MATERIAL FOR THIS EXERCISE>
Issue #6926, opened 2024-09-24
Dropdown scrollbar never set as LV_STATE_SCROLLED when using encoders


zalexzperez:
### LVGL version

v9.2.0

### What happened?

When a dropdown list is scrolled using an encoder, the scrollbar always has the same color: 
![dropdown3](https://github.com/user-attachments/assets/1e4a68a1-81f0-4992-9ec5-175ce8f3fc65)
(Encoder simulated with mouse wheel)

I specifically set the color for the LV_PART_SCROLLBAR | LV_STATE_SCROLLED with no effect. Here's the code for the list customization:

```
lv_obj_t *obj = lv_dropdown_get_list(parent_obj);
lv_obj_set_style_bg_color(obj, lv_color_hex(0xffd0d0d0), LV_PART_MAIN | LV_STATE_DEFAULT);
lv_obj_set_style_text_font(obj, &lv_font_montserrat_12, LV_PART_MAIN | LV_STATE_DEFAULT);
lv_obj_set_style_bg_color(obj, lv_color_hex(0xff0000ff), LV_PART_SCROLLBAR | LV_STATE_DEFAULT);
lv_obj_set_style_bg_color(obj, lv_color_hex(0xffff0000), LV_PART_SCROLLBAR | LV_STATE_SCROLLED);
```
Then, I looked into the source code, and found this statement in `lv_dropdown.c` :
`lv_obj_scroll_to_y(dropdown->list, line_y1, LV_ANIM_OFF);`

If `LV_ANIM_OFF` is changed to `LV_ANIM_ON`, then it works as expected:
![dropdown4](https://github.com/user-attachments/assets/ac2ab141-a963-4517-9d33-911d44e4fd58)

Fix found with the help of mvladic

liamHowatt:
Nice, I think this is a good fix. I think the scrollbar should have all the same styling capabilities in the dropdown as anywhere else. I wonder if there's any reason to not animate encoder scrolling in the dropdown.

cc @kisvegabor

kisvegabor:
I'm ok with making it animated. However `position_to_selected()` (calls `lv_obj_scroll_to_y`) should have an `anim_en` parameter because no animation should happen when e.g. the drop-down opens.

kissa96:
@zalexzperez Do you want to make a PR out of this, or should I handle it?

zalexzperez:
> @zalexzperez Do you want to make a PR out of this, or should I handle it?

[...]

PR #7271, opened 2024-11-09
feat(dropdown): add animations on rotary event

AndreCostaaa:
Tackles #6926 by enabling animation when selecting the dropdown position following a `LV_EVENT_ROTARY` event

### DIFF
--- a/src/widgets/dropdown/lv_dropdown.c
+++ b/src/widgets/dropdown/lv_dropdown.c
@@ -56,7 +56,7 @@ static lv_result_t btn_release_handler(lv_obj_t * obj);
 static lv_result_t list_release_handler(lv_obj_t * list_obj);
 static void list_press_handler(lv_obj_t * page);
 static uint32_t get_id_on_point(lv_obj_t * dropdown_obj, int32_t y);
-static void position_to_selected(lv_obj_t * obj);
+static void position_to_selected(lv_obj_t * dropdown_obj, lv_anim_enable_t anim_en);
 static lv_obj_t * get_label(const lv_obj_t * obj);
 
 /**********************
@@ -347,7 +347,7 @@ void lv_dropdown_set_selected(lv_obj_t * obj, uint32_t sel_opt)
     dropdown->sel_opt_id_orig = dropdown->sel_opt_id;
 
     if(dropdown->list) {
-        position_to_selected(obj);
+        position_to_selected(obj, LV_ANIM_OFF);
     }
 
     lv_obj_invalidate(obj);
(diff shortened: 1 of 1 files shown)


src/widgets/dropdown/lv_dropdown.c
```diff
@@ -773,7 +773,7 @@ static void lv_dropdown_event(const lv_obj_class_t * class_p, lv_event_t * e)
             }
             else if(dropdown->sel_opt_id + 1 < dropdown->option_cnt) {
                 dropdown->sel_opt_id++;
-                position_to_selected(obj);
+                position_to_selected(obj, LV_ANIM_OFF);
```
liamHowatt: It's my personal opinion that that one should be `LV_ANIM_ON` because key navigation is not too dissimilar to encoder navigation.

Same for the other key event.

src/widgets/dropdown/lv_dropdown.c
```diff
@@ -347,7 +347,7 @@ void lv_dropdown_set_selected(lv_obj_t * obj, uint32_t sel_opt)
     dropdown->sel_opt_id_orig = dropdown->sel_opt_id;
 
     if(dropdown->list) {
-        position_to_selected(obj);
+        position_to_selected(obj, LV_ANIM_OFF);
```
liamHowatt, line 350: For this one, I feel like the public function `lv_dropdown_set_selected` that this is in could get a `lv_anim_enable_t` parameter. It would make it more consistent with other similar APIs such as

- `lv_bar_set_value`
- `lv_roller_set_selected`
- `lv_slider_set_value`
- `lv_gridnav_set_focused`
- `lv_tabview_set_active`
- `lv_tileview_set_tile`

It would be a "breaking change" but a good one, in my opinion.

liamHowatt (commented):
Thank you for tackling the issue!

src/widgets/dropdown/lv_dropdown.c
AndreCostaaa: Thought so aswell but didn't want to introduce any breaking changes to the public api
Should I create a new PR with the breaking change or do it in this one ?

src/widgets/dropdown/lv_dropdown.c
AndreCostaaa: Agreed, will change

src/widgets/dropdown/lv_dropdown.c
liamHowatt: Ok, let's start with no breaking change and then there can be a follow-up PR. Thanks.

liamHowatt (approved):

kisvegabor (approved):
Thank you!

---

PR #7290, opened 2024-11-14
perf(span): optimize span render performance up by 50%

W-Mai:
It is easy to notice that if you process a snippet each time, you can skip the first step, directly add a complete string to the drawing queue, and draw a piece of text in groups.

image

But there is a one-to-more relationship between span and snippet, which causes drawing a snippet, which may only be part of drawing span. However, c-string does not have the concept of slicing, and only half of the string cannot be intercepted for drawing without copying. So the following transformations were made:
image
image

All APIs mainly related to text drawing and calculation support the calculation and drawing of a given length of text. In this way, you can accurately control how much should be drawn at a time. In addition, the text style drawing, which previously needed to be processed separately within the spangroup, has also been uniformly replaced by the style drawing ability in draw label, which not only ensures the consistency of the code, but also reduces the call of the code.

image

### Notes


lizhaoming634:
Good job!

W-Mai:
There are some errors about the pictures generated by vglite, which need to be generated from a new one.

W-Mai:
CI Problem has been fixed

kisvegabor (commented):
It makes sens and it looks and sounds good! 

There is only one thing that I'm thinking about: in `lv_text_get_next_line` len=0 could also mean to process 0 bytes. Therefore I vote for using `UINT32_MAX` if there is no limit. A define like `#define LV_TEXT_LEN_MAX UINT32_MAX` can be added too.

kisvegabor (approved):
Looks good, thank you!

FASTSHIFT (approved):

PROMPT>
The expected answer is a copy of each line in the records that holds the word "kisvegabor".

ANSWER FOR THIS EXERCISE>
cc @kisvegabor
kisvegabor:
kisvegabor (approved):
kisvegabor (commented):
kisvegabor (approved):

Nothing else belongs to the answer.